Hello, I am pretty new to TF-Agents and feel confused about the used metrics in the replay_buffer, dynamic driver and the agent training.
I would really appreatiate if someone can give me a brief explanation about the following terms:
I have created 4 environments and put them all together in a BatchedPyEnvironment
and then converted it to a TFPyEnvironment
. so the batch_size of this environment is 4.
Then I created a TFUniformReplayBuffer
, so what are the 1.batch_zise and 2.max_length ? I understand the batch size is how many elements is stored in the batch, but when I change the max_length value , nothing really happens, unless it is 1 it gives an error.

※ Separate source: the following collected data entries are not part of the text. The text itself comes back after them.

PR #1220, opened 2021-03-31
workflow hooks for KNL

sbailey:
This PR replaces #1215, adding `--system-name` support for `desi_run_night` and `desi_tile_redshifts`, and resolving merge conflicts due to PR #1217 (thus the new PR with a newly rebased "knl2" branch).

@akremin please review.

### DIFF
--- a/bin/desi_run_night
+++ b/bin/desi_run_night
@@ -23,6 +23,8 @@ def parse_args():  # options=None):
                         help="The queue to submit jobs to. Default is realtime.")
     parser.add_argument("-r", "--reservation", type=str, required=False, default=None,
                         help="The reservation to submit jobs to. If None, it is not submitted to a reservation.")
+    parser.add_argument("--system-name", type=str, required=False, default=None,
+                        help="Batch system name, e.g. cori-haswell, cori-knl, perlmutter-gpu, ...")
     parser.add_argument("--exp-table-path", type=str, required=False, default=None,
                         help="Directory name where the output exposure table should be saved.")
     parser.add_argument("--proc-table-path", type=str, required=False, default=None,
--- a/bin/desi_tile_redshifts
+++ b/bin/desi_tile_redshifts
@@ -416,14 +416,14 @@ for tileid in tileids:
         batchscript, batcherr = batch_tile_redshifts(
             tileid, exptable[tilerows], args.group, submit=submit,
             queue=args.batch_queue, reservation=args.batch_reservation,
-            dependency=args.batch_dependency, system_name=args.system_name,
+            dependency=args.batch_dependency, system_name=args.system_name
             )
     else:
         for i in range(len(exptable[tilerows])):
             batchscript, batcherr = batch_tile_redshifts(
                 tileid, exptable[tilerows][i:i+1], args.group, submit=submit,
                 queue=args.batch_queue, reservation=args.batch_reservation,
-                dependency=args.batch_dependency, system_name=args.system_name,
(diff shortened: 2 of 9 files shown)


bin/desi_tile_redshifts
```diff
@@ -393,14 +416,14 @@ for tileid in tileids:
         batchscript, batcherr = batch_tile_redshifts(
             tileid, exptable[tilerows], args.group, submit=submit,
             queue=args.batch_queue, reservation=args.batch_reservation,
-            dependency=args.batch_dependency
+            dependency=args.batch_dependency, system_name=args.system_name,
```
akremin, line 419: Trailing comma here. Copy paste relic perhaps?

bin/desi_tile_redshifts
```diff
@@ -393,14 +416,14 @@ for tileid in tileids:
...
             )
     else:
         for i in range(len(exptable[tilerows])):
             batchscript, batcherr = batch_tile_redshifts(
                 tileid, exptable[tilerows][i:i+1], args.group, submit=submit,
                 queue=args.batch_queue, reservation=args.batch_reservation,
-                dependency=args.batch_dependency
+                dependency=args.batch_dependency, system_name=args.system_name,
```
akremin, line 426: Trailing comma here

bin/desi_run_night
```diff
@@ -23,6 +23,8 @@ def parse_args():  # options=None):
                         help="The queue to submit jobs to. Default is realtime.")
     parser.add_argument("-r", "--reservation", type=str, required=False, default=None,
                         help="The reservation to submit jobs to. If None, it is not submitted to a reservation.")
+    parser.add_argument("--system-name", type=str, required=False, default=None,
```
akremin, line 26: Can we add a default here of cori-haswell?

bin/desi_tile_redshifts
```diff
@@ -57,6 +57,8 @@ p.add_argument("--batch-reservation", type=str,
         help="batch reservation name")
 p.add_argument("--batch-dependency", type=str,
         help="job dependencies passed to sbatch --dependency")
+p.add_argument("--system-name", type=str,
```
akremin, line 60: Can we add a default here of cori-haswell?

akremin (commented):
I'll note that I did not do any testing of this. I'll trust that it works properly unless you think it needs to be run through its paces.

bin/desi_tile_redshifts
sbailey: cleaned up comma syntax (what was there was legal, but not necessarily intended)

bin/desi_run_night
akremin: In my review I missed the fact that None is set to an auto-detected default by the new `batch.get_config()` via a call to `batch.default_system()`. That works for my needs so I'll retract this comment

sbailey: Default of `None` will propagate through to `desispec.workflow.batch.default_system()` which defaults of 'cori-haswell' if on cori, 'dirac' if on hpcs/dirac, and 'perlmutter-gpu' if on perlmutter (guessing that NERSC will set $NERSC_HOST=perlmutter...).  We chatted offline and agreed this is ok.

akremin (approved):
This all looks good assuming that the docstring failure is under the hood and not part of this update that had nothing to do with docstrings.

sbailey:
Cocs build locally, unit test problems are some intersphinx thing impacting multiple repos.  merging for now to prepare a tag for 21.3 with or without intersphinx.

PR #1242, opened 2021-04-15
wrap desi_proc in a function

dmargala:
This PR wraps the `desi_proc` script in a function `desispec.scripts.proc.main(...)`. The function has an optional `comm` argument that allows the caller to pass an MPI communicator and skip the communicator setup that's provided by `desispec.workflow.desi_proc_funcs.assign_mpi` by default. This could allow a caller to split a communicator into sub-communicators and make separate calls to "desi_proc" for separate exposures.

The diff on github looks scarier than the actual number of changes made in this PR. I recommend using:

```bash
git checkout wrap-desi-proc
git diff -w refs/heads/master:bin/desi_proc py/desispec/scripts/proc.py
```

Perhaps the only surprising modifications are the ones related to the `import desiutil.timer` line. Without those changes I was seeing:

```
  File "/global/homes/d/dmargala/desiproc-refactor/desispec/bin/desi_proc", line 7, in <module>
    proc.main(args)
  File "/global/homes/d/dmargala/desiproc-refactor/desispec/py/desispec/scripts/proc.py", line 83, in main
    timer = desiutil.timer.Timer(silent=(rank>0))
UnboundLocalError: local variable 'desiutil' referenced before assignment
```
If there's a better way to solve that error, let me know.

I tested this on a single Cori Haswell node at NERSC:

```
salloc -C haswell -N 1 -q interactive -t 120
source /global/cfs/cdirs/desi/software/desi_environment.sh 21.3
module unload desispec
export PATH=$(pwd)/bin:$PATH
export DESI_SPECTRO_CALIB=/global/cfs/cdirs/desi/spectro/desi_spectro_calib/trunk
export DESI_BASIS_TEMPLATES=/global/cfs/cdirs/desi/spectro/templates/basis_templates/v3.2
export OMP_NUM_THREADS=1

srun -n 20 -c 2 python bin/desi_proc_wrapper_test
```

Contents of `bin/desi_proc_wrapper_test`:

```python
#!/usr/bin/env python

import desispec.scripts.proc as proc

from mpi4py import MPI
comm = MPI.COMM_WORLD

night = 20201218
expids = [68657, 68658, 68659]
for expid in expids:

    cmd = 'desi_proc --traceshift --nostdstarfit --nofluxcalib'
    cmd += f' --night {night}'
    cmd += f' --expid {expid}'
    cmd += f' --cameras r0'

    cmdargs = cmd.split()[1:]
    args = proc.parse(cmdargs)

    proc.main(args, comm)
```


sbailey:
Looks good, thanks.  I dug into the "local variable 'desiutil' referenced before assignment" issue because it seemed so bizarre and I wanted to understand the root cause.  It turns out to be a side effect of importing `desiutil.iers` later within the `main` code instead of with the standard imports at the top.  I still don't understand how an import *after* the code in question could confuse python local variables, but I've at least been able to isolate it into a test case to submit to desiutil.  To avoid other unpleasant side effects in the future I moved the `import desiutil.iers` into the top block of imports, and cosmetically changes the `desiutil.timer` calls back to the originally full path for slightly more clarity on where `Timer` and `compute_stats` are coming from.

I tested standard `desi_proc` usage with processing an exposure end-to-end and it worked as expected.  Will merge as soon as tests finish running.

my observation is a (1,25) vector of integers.
Then to read the replay buffer, I create a dataset outside the training loop ,through replay_buffer.as_dataset
, should this dataset be created at each training iteration? , also what is the difference between the batch_size in the TFUniformReplayBuffer
and the 3.sample_batch_size ?
when I change the num_steps from 2 to 1, it also give an error, so what does this 4.num_steps mean?
then I create an iterator = iter(dataset)
also outside the training loop.
Also when I see the 5.number of episodes, and 6.number of steps by
env_steps.result().numpy()
and num_episodes.result().numpy()
after the training loop, it shows different numbers that I can’t control every time I run the training.
I create a step driver to collect experience inside the loop dynamic_step_driver.DynamicStepDriver
, but I’m also not sure I got what is the 7.num_steps in it really representing, the training loop I can control the 8.num_iterations , but I though this will be the same number of episodes I get from num_episodes.result().numpy()
and the number of steps I get from env_steps.result().numpy()
, would be the same as num_steps
in dynamic_step_driver.DynamicStepDriver
, but they are all different.
Any hints will be very helpful, Thanks!